Derive the formula:- $n\left( {A \cup B \cup C} \right) = n\left( A \right) + n\left( B \right) + n\left( C \right) - n\left( {A \cap B} \right) - n\left( {B \cap C} \right) - n\left( {C \cap A} \right) + n\left( {A \cap B \cap C} \right)$

Hint: We know that for the sets A and B $n\left( {A \cup B} \right) = n\left( A \right) + n\left( B \right) - n\left( {A \cap B} \right)$ , where n(A) is the no. of elements in set A and n(B) is the no. of elements in set B and $n\left( {A \cup B} \right)$ is the no. of terms in the set A union B and $n\left( {A \cap B} \right)$ is the no. of elements in the set A intersection B. This formula is used when there are 2 sets.
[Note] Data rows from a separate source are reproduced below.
PR #597, opened 2026-05-20
fix(routing): fail over fast off silently-wedged remote peers

michaelneale:
## What this fixes

Picking **MiniMax-M2.5** (or any model where the first hashed-to peer is silently wedged) from the web app dropdown would hang forever — `/api/responses` opens, browser shows "streaming response", no tokens flow. The user gives up; subsequent requests for the same prompt hit the same wedged peer because sticky prefix routing is deterministic on the prompt hash.

Models with 3+ healthy peers (e.g. Qwen3-8B on my local cluster) were unaffected because the first attempt always delivered.

## Root cause

In `network/openai/transport.rs`, the remote first-byte timeout is **5 minutes** per attempt. A peer that accepts the QUIC stream but never writes a response byte stalls each attempt for the full 5 min before the routing loop tries the next target. With 2 candidates that is up to 10 min — well past any user's patience.

Verified live on main (not ozempic) against the public mesh:

- 2 peers host MiniMax-M2.5; both look healthy in gossip (`state=serving`, fresh latency)
- `request_count` ticks 1 on the first MiniMax request; `attempt_unavailable_count` ticks 1 after the 5-min timeout
- Subsequent requests for the same prompt sticky-route to the same wedged target and also hang
- Qwen3-8B in parallel routes in 1.05 s with `successful_requests` ticking, so the proxy itself is healthy

## The fix

Use a **30 s** first-byte timeout for non-final remote attempts and keep the existing **5-minute** budget for the **last** attempt. The signal "more attempts remain" is already plumbed through the routing loop as `retry_context_overflow`, so the change is local to the remote-probe path and adds no new parameters at the call sites.

- New helper `non_final_remote_first_byte_timeout()` → 30 s
- New picker `remote_first_byte_timeout_for_attempt(more_attempts_remain)`
- New probe `probe_http_response_remote(reader, more_attempts_remain)`
- `route_remote_attempt_after_forward` now calls the new probe

Local attempts (`probe_http_response_local`, 10 min) are untouched — there is rarely a next local target, and local prefill of a big model can legitimately take minutes.

## Tests

- Helper picks short timeout when more attempts remain, full budget on the last attempt
- Probe times out on a wedged peer at the configured budget (fast 150 ms variant for CI)
- Existing `probe_http_response_local` slow-first-byte test still passes
- Full `cargo test -p mesh-llm-host-runtime --lib`: 1425 passed, 0 failed

## Diff size

1 file, +90/-1.

## Protocol

No protocol or wire-format change. Pure local timeout policy; mixed-version meshes are unaffected. Behavior with a single remote candidate (the last-attempt case) is identical to before.

### DIFF
--- a/crates/mesh-llm-host-runtime/src/network/openai/transport.rs
+++ b/crates/mesh-llm-host-runtime/src/network/openai/transport.rs
@@ -923,6 +923,27 @@ fn response_first_byte_timeout() -> Duration {
     Duration::from_secs(5 * 60)
 }
 
+/// Non-final remote first-byte timeout: 30 seconds. Used when more retry
+/// targets remain in the routing loop. Lets the loop fail over fast off a
+/// silently-wedged peer (accepts QUIC, never writes a byte) instead of
+/// stalling the whole 5-minute budget on every attempt before reaching a
+/// healthy peer. The full budget is reserved for the LAST attempt, where
+/// patience is the right behavior because there is nowhere else to go.
+fn non_final_remote_first_byte_timeout() -> Duration {
+    Duration::from_secs(30)
+}
+
+/// Pick the first-byte timeout for a remote attempt based on whether more
+/// targets remain. Short timeout on non-final attempts gives fast failover;
+/// the last attempt gets the full prefill budget.
+fn remote_first_byte_timeout_for_attempt(more_attempts_remain: bool) -> Duration {
+    if more_attempts_remain {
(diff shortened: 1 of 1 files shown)


michaelneale:
Closing — N=1 candidate case means this fix is a no-op for the actual symptom. The 30s-timeout-when-more-attempts-remain idea is correct but doesn't help today's MiniMax wedge (which always hits the final attempt). Not worth landing as theater.

PR #598, opened 2026-05-20
ci(client-auto): assert the node actually joined a mesh

michaelneale:
## What changed

The `Client-auto boot test` CI step now requires the node to actually join the public mesh, not just bind its console port.

Before this change, the step passed as long as `http://localhost:3132/api/status` returned 2xx. It explicitly treated "no public mesh discovered" and "node exited with 'no meshes found'" as inconclusive and exited 0. That meant a silent regression in Nostr discovery, gossip, or the join handshake would not fail CI \u2014 the script was effectively a console-bind smoke, not a public-mesh smoke.

After this change, once the management API is reachable, the script polls `/api/status` for up to 60s and requires:

- `mesh_id` set, **and**
- `peers` non-empty **or** `first_joined_mesh_ts` set.

If that signal never appears, the step fails with the last `/api/status` body for diagnosis. A "No meshes found after" process exit is now also a hard failure rather than an early pass.

## Why

The earlier behavior masked exactly the kind of break it was supposed to catch. If we want a CI signal that `client --auto` works end-to-end against the public mesh, the only honest version is one that fails when the join never happens.

## Tradeoff

This couples the PR/main CI lane to public-mesh availability. If meshllm.cloud / Nostr discovery is genuinely down, this step will fail until it recovers. That's intentional \u2014 we want to know about that, not silently pass over it.

## Diagnostics on failure

On failure, the step prints:

- whether the binary logged `No meshes found yet` (discovery returned nothing)
- the last `/api/status` body, indented for readability

## Files

- `scripts/ci-client-auto-test.sh` only. No workflow YAML changes needed \u2014 `.github/workflows/ci.yml:330` and `.github/workflows/pr_builds.yml:395` already invoke this script.


ndizazzo (approved):
Looks fine, but a small edge case is that it might give a false positive... If no public mesh is found, the client might fall back to creating/using its own standalone mesh

michaelneale:
yeah @ndizazzo good point - I am actually not sure what I am really testing here... so will try one more time and close it if not sure.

So use the same formula to solve for 3 sets by considering 2 sets as 1.

Complete step-by-step answer:
We are given to derive the formula $n\left( {A \cup B \cup C} \right) = n\left( A \right) + n\left( B \right) + n\left( C \right) - n\left( {A \cap B} \right) - n\left( {B \cap C} \right) - n\left( {C \cap A} \right) + n\left( {A \cap B \cap C} \right)$
Here A, B, C are three sets in the universe.

We know that $n\left( {A \cup B} \right) = n\left( A \right) + n\left( B \right) - n\left( {A \cap B} \right)$ for two sets A and B.
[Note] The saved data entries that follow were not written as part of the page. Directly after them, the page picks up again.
PR #607, opened 2026-05-20
Reconcile model targets into local runtime loads

IvGolovach:
## Summary

This makes model-target advice actionable for local runtimes, while keeping the behavior explicit and opt-in.

When `[runtime] reconcile_model_targets = true` is set, a node can automatically runtime-load a model that is already present on local disk when that model is:

- registered as a local explicit interest,
- currently wanted by `/api/model-targets`,
- not already served by the mesh,
- advised as a single-node fit,
- small enough for the current node's local capacity.

## Why

#579 added advisory capacity evaluation for model targets. This follow-up closes the next local-only step: a node that already has a wanted model on disk can act on that advice without requiring manual runtime load calls.

The guardrails are intentionally narrow. This does not download models, start split serving, act on peer-only demand, or change gossip/protocol compatibility.

## Implementation

- Adds `[runtime] reconcile_model_targets = true` as an opt-in local runtime config flag.
- Adds a small reconciliation planner with in-flight, failure, and manual-unload cooldown tracking.
- Wires a periodic reconciliation tick into the current runtime event loop shape.
- Queues normal runtime `Load` requests rather than introducing a separate launch path.
- Records reconciliation load completion/failure through runtime events.
- Reconciles Hugging Face model identities conservatively, so `repo@main:selector` and `repo:selector` match while non-main revisions remain distinct.
- Preserves current main's typed runtime unload flow and records manual-unload cooldowns through the canonical runtime target identity.
- Preserves current main's expanded configuration UI/runtime config and OpenAI guardrail runtime-loop surfaces while carrying the runtime reconciliation config through TOML deserialization, owner-control apply payloads, and the runtime event loop.
- Documents the behavior in the design/testing notes.

## Compatibility

- Disabled by default.
- Local config only; no mesh gossip, peer protocol, protobuf, or plugin protocol changes.
- No model downloads or split-serving automation.
- Existing manual runtime load/unload behavior remains supported.
- Manual unload suppresses immediate auto-reload by model ref/name cooldown, including equivalent Hugging Face main-revision aliases.

## Branch integrity

- Base branch: `main`
- Validated base: `origin/main@148fffde031b4b1005c1d209e109eacd86a8581e`
- Branch state after rebase: `0 behind / 1 ahead`
- Merge base: `148fffde031b4b1005c1d209e109eacd86a8581e`
- Head commit: `edf3e5f0905706fd35a60fbdc5d8cd40167438fd`

## Validation

- Validation tier: Tier 3 - opt-in shared runtime reconciliation from advisory model targets into local runtime loads, with post-review alias/cooldown repair and post-main conflict repair after the configuration UI/runtime config and guardrail surfaces landed on main.
- `git fetch --no-tags origin main:refs/remotes/origin/main`: PASS, `origin/main` at `148fffde031b4b1005c1d209e109eacd86a8581e`.
- `git rebase origin/main`: PASS, resolved the runtime CLI `MeshConfig` initializer conflict by preserving both current main's `extra` config field and PR #607's `runtime` reconciliation config; resolved the runtime loop context conflict by preserving current main's OpenAI guardrail policy handle plus PR #607's model-target reconciliation policy/state.
- `LLAMA_STAGE_BUILD_DIR=<repo>/.deps/llama-build/build-stage-abi-metal cargo test -p mesh-llm-host-runtime control_plane_api_cli_builds_apply_request_body --lib -- --test-threads=1`: PASS, 1 passed
- `LLAMA_STAGE_BUILD_DIR=<repo>/.deps/llama-build/build-stage-abi-metal cargo test -p mesh-llm-host-runtime model_target_reconciliation --lib -- --test-threads=1`: PASS, 17 passed
- `LLAMA_STAGE_BUILD_DIR=<repo>/.deps/llama-build/build-stage-abi-metal cargo test -p mesh-llm-host-runtime config_sync --lib -- --test-threads=1`: PASS, 22 passed
- `LLAMA_STAGE_BUILD_DIR=<repo>/.deps/llama-build/build-stage-abi-metal cargo test -p mesh-llm-host-runtime plugin::config --lib -- --test-threads=1`: PASS, 45 passed
- `LLAMA_STAGE_BUILD_DIR=<repo>/.deps/llama-build/build-stage-abi-metal /opt/homebrew/bin/cargo-clippy clippy -p mesh-llm-host-runtime --all-targets -- -D warnings`: PASS
- Remote CI on `edf3e5f0905706fd35a60fbdc5d8cd40167438fd`: PASS, including PR Quality Checks, PR Docker Build, PR Builds, Skippy Inference Smoke Tests, and two-node client/serving smoke.
- Version: not applicable - no release/version sync required for this non-release PR branch.
- Not run: `just build` - not required for selected validation tier; no UI or bundle artifact changed.
- Not run: live multi-node inference smoke - not required for local PR-ready proof; feature is opt-in and remote CI/reviewer runtime validation should gate merge.

## CI context confirmation

Remote CI passed on `edf3e5f0905706fd35a60fbdc5d8cd40167438fd`.

## Rollback

Revert this PR.

DB downgrade: not applicable.
Data repair: not applicable.

## Known residual risks

Live multi-node behavior still deserves maintainer/runtime validation before enabling the opt-in flag broadly.

### DIFF
--- a/crates/mesh-llm-host-runtime/src/cli/commands/runtime.rs
+++ b/crates/mesh-llm-host-runtime/src/cli/commands/runtime.rs
@@ -570,6 +570,7 @@ mod tests {
             owner_control: Default::default(),
             telemetry: Default::default(),
             defaults: None,
+            runtime: Default::default(),
             extra: Default::default(),
         };
 
--- a/crates/mesh-llm-host-runtime/src/plugin/config.rs
+++ b/crates/mesh-llm-host-runtime/src/plugin/config.rs
@@ -26,6 +26,8 @@ pub struct MeshConfig {
     #[serde(default)]
     pub defaults: Option<ModelConfigDefaults>,
     #[serde(default)]
+    pub runtime: RuntimeConfig,
+    #[serde(default)]
     pub models: Vec<ModelConfigEntry>,
     #[serde(rename = "plugin", default)]
     pub plugins: Vec<PluginConfigEntry>,
@@ -47,6 +49,12 @@ pub struct GpuConfig {
     pub assignment: GpuAssignment,
     #[serde(default)]
     pub parallel: Option<usize>,
+}
+
+#[derive(Clone, Debug, Default, Deserialize, Serialize, PartialEq, Eq)]
+pub struct RuntimeConfig {
+    #[serde(default)]
+    pub reconcile_model_targets: bool,
 }
 
 #[derive(Clone, Copy, Debug, Default, Deserialize, Serialize, PartialEq, Eq)]
@@ -548,6 +556,8 @@ struct RawMeshConfig {
     #[serde(default)]
     defaults: Option<ModelConfigDefaults>,
     #[serde(default)]
+    runtime: RuntimeConfig,
+    #[serde(default)]
     models: Vec<ModelConfigEntry>,
     #[serde(rename = "plugin", default)]
     plugins: Vec<PluginConfigEntry>,
@@ -644,6 +654,7 @@ impl<'de> Deserialize<'de> for MeshConfig {
             owner_control: raw.owner_control,
             telemetry: raw.telemetry,
             defaults: raw.defaults,
+            runtime: raw.runtime,
             models: raw.models,
             plugins: raw.plugins,
             extra: raw.extra,
@@ -2737,6 +2748,22 @@ flash_attention = "enabled"
             config.models[0].flash_attention,
             Some(FlashAttentionType::Enabled)
         );
+    }
+
+    #[test]
+    fn runtime_model_target_reconciliation_deserializes_from_toml() {
+        let config: MeshConfig = toml::from_str(
+            r#"
+version = 1
+
+[runtime]
+reconcile_model_targets = true
+"#,
+        )
+        .unwrap();
+
+        assert!(config.runtime.reconcile_model_targets);
+        validate_config(&config).unwrap();
     }
 
     #[test]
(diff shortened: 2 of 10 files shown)


i386 (commented):
I found one issue in the reconciliation path: it checks whether a target is already loaded using strict string equality, but the same model can be represented by different valid refs across the target and runtime-load paths.

For example, a target/ref like `unsloth/Qwen3-8B-GGUF@main:Q4_K_M` can be reconciled by queueing a load from the local GGUF path. The existing runtime load path then derives the served model name from `models::model_ref_for_path(&model_path)`, which can become `unsloth/Qwen3-8B-GGUF:Q4_K_M`. On the next reconciliation tick, `loaded_target()` only checks exact matches against `target.model_ref` or `target.model_name`, so it can miss that the target is already satisfied and queue another load. The same alias mismatch can also bypass the manual-unload cooldown.

I think the right fix is to normalize/alias-match model identities before planning reconciliation: compare target refs/names and loaded model refs through the same catalog/HF-cache identity rules used by `/api/model-targets`, rather than relying on exact string equality. That keeps `/runtime/load` naming behavior unchanged while making reconciliation answer the intended question: is this target already satisfied locally?

Relevant code paths: `reconcile_model_targets_once()` builds actions from `target.model_ref` but queues the load by local path, `run_auto_load_runtime_model()` derives the loaded name from the resolved path, and `loaded_target()` only does exact string checks.

i386:
@IvGolovach I updated this branch with latest `main` and resolved the merge conflict. The PR is no longer marked dirty; checks are queued/pending now.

In $n\left( {A \cup B \cup C} \right)$ consider $A \cup B$ as one set and C as another set.
\[n\left( {A \cup B \cup C} \right) = n\left( {\left( {A \cup B} \right) \cup C} \right)\]
Substitute the value \[n\left( {A \cup B} \right) = n\left( A \right) + n\left( B \right) - n\left( {A \cap B} \right);A = A \cup B,B = C\] in the above expression
\[ = n\left( {A \cup B} \right) + n\left( C \right) - n\left( {\left( {A \cup B} \right) \cap C} \right)\]
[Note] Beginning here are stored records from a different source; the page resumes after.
PR #609, opened 2026-05-20
Restore llama.cpp upstream canary patch replay

IvGolovach:
## Summary

Restores the llama.cpp upstream canary by rebasing the Mesh-LLM patch queue onto current upstream llama.cpp, now replayed on fresh `main`.

- Updates the pinned llama.cpp upstream SHA to `6a257d44633d4a752183ed778b88d2924d0a6b9d`.
- Reworks the Qwen35MoE runtime-slice patch for upstream's current NextN/MTP graph shape.
- Refreshes the dependent Qwen35MoE recurrent-only slice patch.
- Refreshes later patch contexts that now depend on upstream's added `h_pre_norm` graph result path.
- Keeps the PR focused on the llama.cpp patch queue and upstream pin after rebasing onto latest `main`.
- Updates the parity helper's inherited-graph allowlist so Mistral4's DeepSeek2-backed staged graph is recognized during validation.

## Why

The scheduled llama.cpp upstream canary was failing before it could build or smoke-test Skippy because patch `0009-Support-Qwen35MoE-runtime-slice-packages.patch` no longer applied to upstream master.

The root cause is upstream graph churn around Qwen35/Qwen35MoE: the main transformer stack is now separated from NextN/MTP blocks, and the graph also carries a pre-norm output path. Skippy runtime slices need to execute only the main transformer layer range while preserving the upstream MTP/pre-norm behavior for full/output stages.

After review, this branch was rebased onto current `main` so the patch replay is validated with the latest MoA/runtime and Swift smoke fixes already landed upstream.

## Implementation

- Rebased `0009` so Qwen35MoE slices clamp staged execution to `n_layer - nextn_predict_layers`, keep token embeddings only on the first slice, and build output row ids only for full/output slices.
- Rebased `0010` so recurrent-only Qwen35MoE slices still avoid attention-position inputs when the selected slice contains no attention layer.
- Refreshed `0057` and `0076` around upstream's `h_pre_norm` graph result addition while preserving RWKV7 and Gemma3n activation sidebands.
- Rebased `0064` with the same Qwen35 NextN/MTP treatment used for Qwen35MoE.
- Advanced `third_party/llama.cpp/upstream.txt` to the validated upstream SHA.
- Added `mistral4` to the parity helper's inherited staged-graph mapping because upstream dispatches Mistral4 through the DeepSeek2-backed graph implementation.

## Compatibility

- No mesh gossip, protobuf, plugin protocol, or client protocol compatibility change.
[...]

PR #610, opened 2026-05-21
ci(sdk-smoke): install lld in macOS swift smoke job

michaelneale:
## Why

The Swift SDK smoke job has been failing on macOS runners with:

```
clang: error: invalid linker name in argument '-fuse-ld=/opt/homebrew/bin/ld64.lld'
```

This is hitting unrelated PRs (#566, #609) — it is not specific to any one branch.

## What

The transitive cargo build inside `sdk/swift/scripts/generate-swift-bindings.sh` runs in a temp dir and ends up invoking `cc` with `-fuse-ld=/opt/homebrew/bin/ld64.lld`. Apple clang accepts that flag only when the linker binary actually exists on disk; the swift smoke job only installed `jq`, so the link step failed.

The `macos_targets` job (in `pr_builds.yml`) already does `brew install ... lld` for the same reason. This PR mirrors that in the reusable `sdk-smoke.yml` workflow so the swift smoke lane has `lld` available too.

## Follow-up

PR #566 has `swift_sdk_smoke` gated off with a `false &&` while this fix lands. Once this PR is merged and proven green, that gate should be removed (a one-line revert on the affected branch).

### DIFF
--- a/.github/actions/compute-changes/action.yml
+++ b/.github/actions/compute-changes/action.yml
@@ -146,7 +146,7 @@ runs:
         if [[ "${{ inputs.event_name }}" == "workflow_dispatch" ]]; then
           SDK_SMOKE_REQUIRED="true"
         elif [[ -n "$CHANGED_FILES" ]]; then
-          DIRECT_SDK_INPUTS=$(echo "$CHANGED_FILES" | grep -E '(^sdk/|^Package\.swift$|^scripts/ci-(native|kotlin|swift)-sdk-smoke\.sh$|^scripts/ci-sdk-fixture\.sh$)' || true)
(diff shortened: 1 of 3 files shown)


ndizazzo (approved):
yeah idk why we didn't before

michaelneale:
not sure if this actually works as the CI was too smart @ndizazzo how do we get it to actually run the swift smoke?

ndizazzo:
@michaelneale We have support to dispatch the workflow manually for this problem... since we aggressively tune the PR job so that it's as fast as possible, we needed a way to trigger it:

`gh workflow run pr_builds.yml --ref micn/swift-smoke-install-lld` in the CLI, or in the GitHub UI, you can navigate to the workflow and run it with a branch:

image

When dispatched, it sets all the fancy skipping to false.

Substitute the value of \[n\left( {A \cup B} \right) = n\left( A \right) + n\left( B \right) - n\left( {A \cap B} \right);A = A,B = B\] in the above expression
\[ = n\left( A \right) + n\left( B \right) - n\left( {A \cap B} \right) + n\left( C \right) - n\left( {\left( {A \cup B} \right) \cap C} \right)\]
The value of
\[\left( {A \cup B} \right) \cap C = \left( {A \cap C} \right) \cup \left( {B \cap C} \right)\] by distributive property.
\[ = n\left( A \right) + n\left( B \right) + n\left( C \right) - n\left( {A \cap B} \right) - n\left[ {\left( {A \cap C} \right) \cup \left( {B \cap C} \right)} \right]\]
Substitute the value \[n\left( {A \cup B} \right) = n\left( A \right) + n\left( B \right) - n\left( {A \cap B} \right);A = A \cap C,B = B \cap C\] in the above expression
\[
 = n\left( A \right) + n\left( B \right) + n\left( C \right) - n\left( {A \cap B} \right) - \left( {n\left( {A \cap C} \right) + n\left( {B \cap C} \right) - n\left( {A \cap B \cap C} \right)} \right) \\
 = n\left( A \right) + n\left( B \right) + n\left( C \right) - n\left( {A \cap B} \right) - n\left( {A \cap C} \right) - n\left( {B \cap C} \right) + n\left( {A \cap B \cap C} \right) \\
 = n\left( A \right) + n\left( B \right) + n\left( C \right) - n\left( {A \cap B} \right) - n\left( {B \cap C} \right) - n\left( {A \cap C} \right) + n\left( {A \cap B \cap C} \right) \\
 = n\left( A \right) + n\left( B \right) + n\left( C \right) - n\left( {A \cap B} \right) - n\left( {B \cap C} \right) - n\left( {C \cap A} \right) + n\left( {A \cap B \cap C} \right) \\
 \]
The value of \[A \cap B = B \cap A\] by commutative property.
Therefore, the value of $n\left( {A \cup B \cup C} \right)$ is \[n\left( A \right) + n\left( B \right) + n\left( C \right) - n\left( {A \cap B} \right) - n\left( {B \cap C} \right) - n\left( {C \cap A} \right) + n\left( {A \cap B \cap C} \right)\]

Note: Sets are a well-defined collection of objects and can be represented in set-builder form or roster form. Sets are represented in curly braces {}. $ \cup $ is union and $ \cap $ is intersection. The union of two sets is a new set that contains all of the elements that are in at least one of the two sets whereas the intersection of two sets is a new set that contains all of the elements that are in both sets. So, do not confuse intersection with union.